Bring Your Own Model¶
The toolkit is built so the only variable is the model. Datasets, splits, metrics, reports, and deployment-readiness scoring are fixed. Users touch only the model — input and output adapters are already shipped for the two common families.

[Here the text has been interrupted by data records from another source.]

PR #5061, opened 2026-08-28
test(cache): fix race condition in parallel download mock expectation

kislaykishore:
### Description
The mock expectation for chunk 4 explicitly mandated `req.ReadHandle != nil`. Because worker goroutines race concurrently to acquire chunks from the job queue, any worker (including one that has not yet opened a read handle) may pick up chunk 4. Under heavy scheduler contention or race detector instrumentation, this non-deterministic worker execution led to intermittent mock expectation mismatches.

**Solution / Fix Mechanism:**
- Relaxed the chunk 4 mock expectation to accept either nil or non-nil ReadHandle.

b/553889964

### Testing details
1. Manual - Verified compilation and formatting via `make build`.
2. Unit tests - Executed with race detector: `go test -v -race ./internal/cache/file/downloader/...` (PASS — 0 race warnings, 0 failures).
3. Integration tests - N/A (Unit test mock fix).

N/A

### DIFF
--- a/internal/cache/file/downloader/parallel_downloads_job_testify_test.go
+++ b/internal/cache/file/downloader/parallel_downloads_job_testify_test.go
@@ -15,13 +15,13 @@
 package downloader
 
 import (
+	"bytes"
+	"context"
 	"io"
 	"os"
 	"strings"
 	"sync"
 	"testing"
-
-	"context"
 
 	"github.com/googlecloudplatform/gcsfuse/v3/cfg"
 	"github.com/googlecloudplatform/gcsfuse/v3/internal/cache/data"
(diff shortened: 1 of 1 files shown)


internal/cache/file/downloader/parallel_downloads_job_testify_test.go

Adapter framework at a glance¶
Sample ───► InputAdapter.prepare ───► PreparedInput(payload, context)
│
▼
model(payload)
│
▼
Sample, context, model_output ───► OutputAdapter.finalize ───► Prediction
A BenchmarkableModel
composes three things: an input adapter, a model callable (anything
that responds to (payload) or (**payload)), and an output
adapter. All three together satisfy the
BenchmarkModel ABC that the
runner consumes.
Three fast paths¶
Works with any checkpoint loadable via
transformers.AutoModelForDepthEstimation. The shipped
HFDepthInputAdapter /
HFDepthOutputAdapter
pair handles preprocessing, postprocessing, and resize-back-to-GT.
The output adapter introspects the processor signature at
setup time so it correctly handles checkpoints with different
post-process kwargs (DA-v2 takes target_sizes only; ZoeDepth
also requires source_sizes; PromptDA takes an optional
prompt_depth).
import numpy as np
import rpx_benchmark as rpx
def my_depth(rgb: np.ndarray) -> np.ndarray:
"""rgb: H x W x 3 uint8 → returns H x W float32 in metres."""
...
return depth_map
bm = rpx.make_numpy_depth_model(my_depth, name="my_numpy_depth")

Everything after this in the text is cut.